While Trump’s policies have so far been characteristically low on detail, there have been a number of freight industry responses based on claims he made during his campaign.

Free trade and protectionism

The Wall Street Journal reports fear in the shipping industry over Trump’s antitrade rhetoric; specifically, his criticism of the North American Free Trade Agreement and the Trans-Pacific Partnership, which are designed to lower tariffs between the US and certain other countries.

In an industry suffering from slow growth, the world’s biggest shipping operators are relying heavily on the US, according to the WSJ. Some have also voiced concern that Trump’s administration will start a trend of protectionist policies that will adversely impact trade and worsen current conditions.

Donald Trump's presidency brings a whole lot of uncertainty

Global Trade notes cautious optimism in the air freight industry following 6.1% year-on-year growth in freight volume in September (as reported by IATA), but likewise expresses some trepidation over Trump’s apparent protectionist leanings.

US infrastructure

Jeff Berman at Logistics Management cautiously offers that there may be renewed interest in improving the US’ infrastructure, including highways, bridges and airports—noting that this could be a bipartisan effort. likewise enthuses about the prospect of a funding boost and bipartisan support, also quoting FedEx Freight CEO Michael L. Ducker, who says that infrastructure needs to be “one of the top priorities for the next administration”.

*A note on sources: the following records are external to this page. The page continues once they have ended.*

Issue #189, opened 2017-03-22
Use snake_case for all local names and parameters


boingoing:
We aren't consistent in naming our locals or parameters with respect to their casing. Node.js, apparently, prefers snake_casing for these.

```c++
  if (staticPropertyCount > 0) {
    std::vector<napi_property_descriptor> staticDescriptors;
    staticDescriptors.reserve(staticPropertyCount);
```
Should become
```c++
  if (static_property_count > 0) {
    std::vector<napi_property_descriptor> static_descriptors;
    static_descriptors.reserve(static_property_count);
```

boingoing:
Fixed by #193

Issue #188, opened 2017-03-22
Use ref/unref terminology instead of addref/release


jasongin:
Consider renaming:
 - `napi_reference_addref()`
 - `napi_reference_release()`

To:
 - `napi_reference_ref()`
 - `napi_reference_unref()`

To be consistent with the "Ref/Unref" terminology used throughout Node.js.

See https://github.com/nodejs/node/pull/11975#discussion_r107326862

boingoing:
Fixed by #193

PR #193, opened 2017-03-23
Convert all locals and parameter names to snake_case

boingoing:
Standardize some parameter names across the N-API surface such as ```napi_env env``` and ```size_t length```. Make all the parameter names in the header match the cc file and expand some parameter names from single characters into meaningful words.
    
Also addresses a couple of minor PR feedback items:
 - Rename ```napi_reference_addref``` and ```napi_reference_release``` to ```napi_reference_ref``` and ```napi_reference_unref``` (respectively)
 - Rename ```Reference::AddRef``` and ```Reference::Release``` to ```Reference::Ref``` and ```Reference::Unref``` (respectively)
 - Remove ```napi_create_boolean```, ```napi_get_true```, and ```napi_get_false``` and replace them with ```napi_get_boolean```
 - Rename ```napi_get_type_of_value``` to ```napi_typeof```
 - Add a ```result_data``` out parameter to ```napi_create_buffer_copy``` which returns the data pointer of the new buffer
 - Change ```napi_get_value_string_utf8``` and ```napi_get_value_string_utf16``` to accept a null output buffer and return the length of the source string in that case via the ```result``` parameter
 - Remove ```napi_get_value_string_utf8_length``` and ```napi_get_value_string_utf16_length``` due to the above
 - Change ```Reference``` ctor and dtor to be protected and added public ```static Reference* Reference::New``` and ```static void Reference::Delete``` methods to make it more clear how the ```Reference``` objects are allocated and cleaned-up
 - Add a type check to ```napi_get_array_length``` which returns an error if the argument is not an array object
 - Change ```napi_create_symbol``` to take a ```napi_value``` instead of a ```const char*``` for the symbol description string. The API now throws if description is not a string but NULL is allowed.

Addresses https://github.com/nodejs/abi-stable-node/issues/189 and https://github.com/nodejs/abi-stable-node/issues/188 and some feedback in https://github.com/nodejs/node/pull/11975.

### DIFF
--- a/src/node_api.cc
+++ b/src/node_api.cc
@@ -1,4 +1,4 @@
-/******************************************************************************
+﻿/******************************************************************************
  * Experimental prototype for demonstrating VM agnostic and ABI stable API
  * for native modules to use instead of using Nan and V8 APIs directly.
  *
@@ -113,22 +113,22 @@ static v8::Local<v8::Function> V8LocalFunctionFromJsValue(napi_value v) {
 
 // Wrapper around v8::Persistent that implements reference counting.
 class Reference {
- public:
+ protected:
   Reference(v8::Isolate* isolate,
             v8::Local<v8::Value> value,
-            int initialRefcount,
-            bool deleteSelf,
-            napi_finalize finalizeCallback = nullptr,
-            void* finalizeData = nullptr,
-            void* finalizeHint = nullptr)
+            int initial_refcount,
+            bool delete_self,
+            napi_finalize finalize_callback = nullptr,
+            void* finalize_data = nullptr,
+            void* finalize_hint = nullptr)
        : _isolate(isolate),
         _persistent(isolate, value),
-        _refcount(initialRefcount),
-        _deleteSelf(deleteSelf),
-        _finalizeCallback(finalizeCallback),
-        _finalizeData(finalizeData),
-        _finalizeHint(finalizeHint) {
-    if (initialRefcount == 0) {
+        _refcount(initial_refcount),
+        _delete_self(delete_self),
+        _finalize_callback(finalize_callback),
+        _finalize_data(finalize_data),
+        _finalize_hint(finalize_hint) {
+    if (initial_refcount == 0) {
       _persistent.SetWeak(
           this, FinalizeCallback, v8::WeakCallbackType::kParameter);
       _persistent.MarkIndependent();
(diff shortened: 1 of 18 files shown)


jasongin:
> Change napi_get_value_string_utf8 and napi_get_value_string_utf16 to accept a null output buffer and return the length of the source string in that case via the result parameter
Remove napi_get_value_string_utf8_length and napi_get_value_string_utf16_length due to the above

The [latin1 string API PR](https://github.com/nodejs/abi-stable-node/pull/192) will need these changes (whichever PR goes second).

src/node_api.h
```diff
@@ -116,21 +117,18 @@ NAPI_EXTERN napi_status napi_create_array_with_length(napi_env env,
...
                                                       napi_value* result);
 NAPI_EXTERN napi_status napi_create_number(napi_env env,
-                                           double val,
+                                           double value,
                                            napi_value* result);
 NAPI_EXTERN napi_status napi_create_string_utf8(napi_env env,
-                                                const char* s,
-                                                size_t length,
+                                                const char* buf,
+                                                size_t bufsize,
```
jasongin: I'm not sure I like the `buf`, `bufsize` parameter names here. I guess the intention was to make them consistent with the parameters in `napi_get_value_string_` APIs? But to me, "buf" implies a buffer that is *to be filled* by the function that is called.

src/node_api.cc
```diff
@@ -113,22 +113,22 @@ static v8::Local<v8::Function> V8LocalFunctionFromJsValue(napi_value v) {
 
 // Wrapper around v8::Persistent that implements reference counting.
 class Reference {
- public:
+ protected:
```
jasongin: Why not `private`? `protected` implies there might be a subclass, but there isn't.

src/node_api.cc
```diff
@@ -1117,112 +1140,125 @@ napi_status napi_get_prototype(napi_env e,
...
-      v8::Number::New(v8impl::V8IsolateFromJsEnv(e), v));
+      v8::Number::New(v8impl::V8IsolateFromJsEnv(env), value));
 
   return GET_RETURN_STATUS();
 }
 
-napi_status napi_create_boolean(napi_env e, bool b, napi_value* result) {
-  NAPI_PREAMBLE(e);
+napi_status napi_get_boolean(napi_env env, bool value, napi_value* result) {
+  NAPI_PREAMBLE(env);
```
jasongin: NAPI_PREAMBLE (TryCatch) is definitely not needed here.

Also in `napi_get_global()`, `napi_get_undefined()`, `napi_get_null()`. Yeah it is not related to the changes you're making, but it just occurred to me and seems like an easy and obvious thing to fix now.

jasongin (changes requested):
This is a lot of good cleanup work. I just had those 3 minor comments.

src/node_api.cc
boingoing: I don't feel strongly about it. Was reasoning that subclassing ```Reference``` might happen at some point. Will change to ```private```.

src/node_api.h
boingoing: Yes, was trying to be consistent but wasn't entirely satisfied with ```buf``` and ```bufsize```, either. ```bufsize``` seems to indicate byte count when it should be length in characters. I'll rename these ```str``` and ```length``` to clear up confusion.

src/node_api.cc
boingoing: Fair enough. I had a similar thought while making these changes but figured it would make more sense to bundle all such NAPI_PREAMBLE cleanups together. These couple are really simple, though. Will add them.

boingoing:
Passing CI run
https://ci.nodejs.org/view/x%20-%20Abi%20stable%20module%20API/job/node-test-commit-linux-abi/85/

mhdawson (approved):
LGTM

jasongin (approved):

However, the New Republic has its doubts, discussing the possible plans for “public-private partnerships” and the likelihood that private operators will only invest in what they can monetise.

Into the unknown

Much of the response so far has been some variation of the statement, “We just don’t know yet.” Analysts at Nomura cite a lack of specificity, Trump’s lack of experience, his yet-to-be-confirmed cabinet, and the question mark over how Congress will respond to his policies, as causes for this uncertainty.

We won’t know until Trump begins his term in January.